The York case has six unnamed defendants and Birmingham two.

In addition to York’s litigation issue, they appealed over whether the indicted offences of money laundering and conspiracy to defraud qualified as consumer offences by virtue of “originating from an investigation into” a consumer breach and whether the councils therefore had powers to prosecute them.

York alleged conspiracy to defraud, contrary to common law, and of money laundering, contrary to sections 327(1) and/or 328(1) of the Proceeds of Crime Act 2002.
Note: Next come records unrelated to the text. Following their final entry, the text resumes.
PR #1595, opened 2024-08-22
Fetch: Removed fetching avatar icons from Steam

mexikoedi:
Avatar icons are no longer fetched from Steam and are being created via [AvatarImage](https://wiki.facepunch.com/gmod/AvatarImage) instead.
The icon should appear much faster than before and therefore the player will always see an icon. (The fetching from Steam took a while and it was possible to see the default icon instead before the real avatar icon was shown.)
Should also solve the issue which some players from China had because Steam is blocked there.
Tested it on v0.14 and it seemed to work great (saving/loading also works).

### DIFF
--- a/CHANGELOG.md
+++ b/CHANGELOG.md
@@ -101,6 +101,7 @@ All notable changes to TTT2 will be documented here. Inspired by [keep a changel
 - Fixed undefined Keys breaking the gamemode (by @TimGoll)
 - Fixed markerVision elements being visible to team mates of unknown teams (such as team Innocent) (by @TimGoll)
 - Fixed inverted settings being inverted twice in the equipment editor (by @TimGoll)
+- Fixed missing avatar icons if fetching from Steam fails (by @mexikoedi)
 
 ### Removed
 
--- a/CHANGELOG.md
+++ b/CHANGELOG.md
@@ -82,6 +82,7 @@ All notable changes to TTT2 will be documented here. Inspired by [keep a changel
 - Updated Russian and English localization files (by @Satton2)
 - Made `ply:IsReviving` a shared player variable (by @TimGoll)
 - Updated and improved the Simplified Chinese localization file (by @sbzlzh and @TheOnly8Z)
+- Avatar icons are not fetched anymore but instead created with `AvatarImage` (fixes missing icons for chinese players) (by @mexikoedi)
 
 ### Fixed
 
@@ -106,7 +107,6 @@ All notable changes to TTT2 will be documented here. Inspired by [keep a changel
 - Fixed undefined Keys breaking the gamemode (by @TimGoll)
 - Fixed markerVision elements being visible to team mates of unknown teams (such as team Innocent) (by @TimGoll)
 - Fixed inverted settings being inverted twice in the equipment editor (by @TimGoll)
-- Fixed missing avatar icons if fetching from Steam fails (by @mexikoedi)
 
 ### Removed
 
@@ -120,6 +120,7 @@ All notable changes to TTT2 will be documented here. Inspired by [keep a changel
 - Renamed `TTT2ModifyVoiceChatColor(ply, clr)` to `TTT2ModifyVoiceChatMode(ply, mode)`
 - Renamed `ply:GetHeightVector()` to `ply:GetHeadPosition()`
 - Removed the `TIPS` module and replaced it with a new `tips` module
+- Removed `draw.WebImage(url, x, y, width, height, color, angle, cornerorigin)` and `draw.SeamlessWebImage(url, parentwidth, parentheight, xrep, yrep, color)` from the `draw` module
 
 ## [v0.13.2b](https://github.com/TTT-2/TTT2/tree/0.13.2b) (2024-03-10)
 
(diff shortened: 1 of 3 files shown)


saibotk:
Cant we just switch to the native solution entirely?

sbzlzh:
image
image
It just feels like there's a little extra avatar for this voice

TimGoll:
> Cant we just switch to the native solution entirely?

It was me who suggested doing it that way because the AvatarImage doesn't support all resolutions etc. However I'm open to be convinced to vhange the system completely

sbzlzh:
> > 图像 图像感觉就像这个声音有一个额外的形象
> 
> 我不知道你在说什么。但在我看来，它看起来符合预期

image
That's the box that's out of bounds.

TimGoll:
It's intended that way :D

sbzlzh:
> It's intended that way :D

All right

mexikoedi:
> > Cant we just switch to the native solution entirely?
> 
> It was me who suggested doing it that way because the AvatarImage doesn't support all resolutions etc. However I'm open to be convinced to vhange the system completely

I could look into it if it is possible to remove all the fetching and instead use the solution with `AvatarImage` everywhere if this is wanted?
If it is possible then I think it would be even better (more reliable/faster) than to fetch the images from Steam.

TimGoll:
@mexikoedi if you think it is better that way, then I support that approach

sbzlzh:
What would create downloaded_assets, it doesn't look like it does to me

mexikoedi:
> What would create downloaded_assets, it doesn't look like it does to me

The folder is always created if it doesn't exist under "GarrysMod/garrysmod/data".
I haven't changed that.

sbzlzh:
> The folder is always created if it doesn't exist under "GarrysMod/garrysmod/data".
> I haven't changed that.

I mean, I didn't create the file.

sbzlzh:
I know where it is... : )

mexikoedi:
> > The folder is always created if it doesn't exist under "GarrysMod/garrysmod/data".
> > I haven't changed that.
> 
> I mean, I didn't create the file.

Maybe try it with the newest changes.
I tested it again and it worked. 
For example if I don't have the folder and then join a game it will create the folder with three images (32x32, 64x64 and 184x184) which will be then used. If I already have the folder but without the images it also creates the three images.

sbzlzh:
> > > The folder is always created if it doesn't exist under "GarrysMod/garrysmod/data".
> > > I haven't changed that.
> > 
> > 
> > I mean, I didn't create the file.
> 
> Maybe try it with the newest changes. I tested it again and it worked. For example if I don't have the folder and then join a game it will create the folder with three images (32x32, 64x64 and 184x184) which will be then used. If I already have the folder but without the images it also creates the three images.

Yes, indeed.

TimGoll (approved):
This looks good to me. I'm just wondering what happens if a player changes their avatar? The same problem probably existed before as well. But this is something we should think about and find a solution for.

mexikoedi:
> This looks good to me. I'm just wondering what happens if a player changes their avatar? The same problem probably existed before as well. But this is something we should think about and find a solution for.

Yes, this is an issue.
Should I try to solve it in this PR?
Maybe get the already existing file and comparing it with the new one. Something in this direction.

TimGoll:
If nobody complains or notifies me that they want to review it, I'll merge this later today, so I can create a prerelease GMA

TimGoll:
> > This looks good to me. I'm just wondering what happens if a player changes their avatar? The same problem probably existed before as well. But this is something we should think about and find a solution for.
> 
> Yes, this is an issue. Should I try to solve it in this PR? Maybe get the already existing file and comparing it with the new one. Something in this direction.

Not in this PR, this issue already existed before. Feel free to do that in another PR. However, if you compare it with the existing file, you downloaded the new one anyway. So there is no real benefit to comparing instead of just replacing it.

sbzlzh:
> This looks good to me. I'm just wondering what happens if a player changes their avatar? The same problem probably existed before as well. But this is something we should think about and find a solution for.

When you change the avatar, it still shows the previous avatar, but you have to delete the stuff in the downloaded_assets to make it up-to-date, but I didn't find any other problems.

TimGoll:
> > This looks good to me. I'm just wondering what happens if a player changes their avatar? The same problem probably existed before as well. But this is something we should think about and find a solution for.
> 
> When you change the avatar, it still shows the previous avatar, but you have to delete the stuff in the downloaded_assets to make it up-to-date, but I didn't find any other problems.

yes, this seems like an issue to me. But that same issue existed before this PR, so it can be fixed at a later point

mexikoedi:
> > > This looks good to me. I'm just wondering what happens if a player changes their avatar? The same problem probably existed before as well. But this is something we should think about and find a solution for.
> > 
> > Yes, this is an issue. Should I try to solve it in this PR? Maybe get the already existing file and comparing it with the new one. Something in this direction.
> 
> Not in this PR, this issue already existed before. Feel free to do that in another PR. However, if you compare it with the existing file, you downloaded the new one anyway. So there is no real benefit to comparing instead of just replacing it.

Ok, then I will fix that in another PR. Then the solution would be calling  `draw.DropCacheAvatar` in the `CreateAvatarMaterial` at the location where it checks if the file exists. Something like that?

Birmingham’s indictment alleged the offences of operating an unlicensed consumer credit business, contrary to section 39(1) of the Consumer Credit Act 1974 ("the CCA 1974"), of unauthorised moneylending, contrary to section 23(2) of FSMA 2000, and of money laundering, contrary to section 327(1) and/or 329(1) of POCA 2002.

The Lord Chief Justice said the indicted offences were discovered by relevant investigations into consumer breaches and the defendants’ proposed a narrower construction was that only offences connected to the conduct of an investigation would suffice.

Having examined differing rulings from lower courts, Lord Burnett said he was unable to accept an interpretation that the offence must have its origins in the manner or conduct of the investigation, narrowly viewed, rather than anything that may be under investigation.

The narrow interpretation by defendants “achieves an absurd result. Moneylending is a listed offence, and capable of prosecution by a weights and measures authority but the money laundering which is undoubtedly designed and intended to siphon off and conceal the fruits of the primary offence is not.”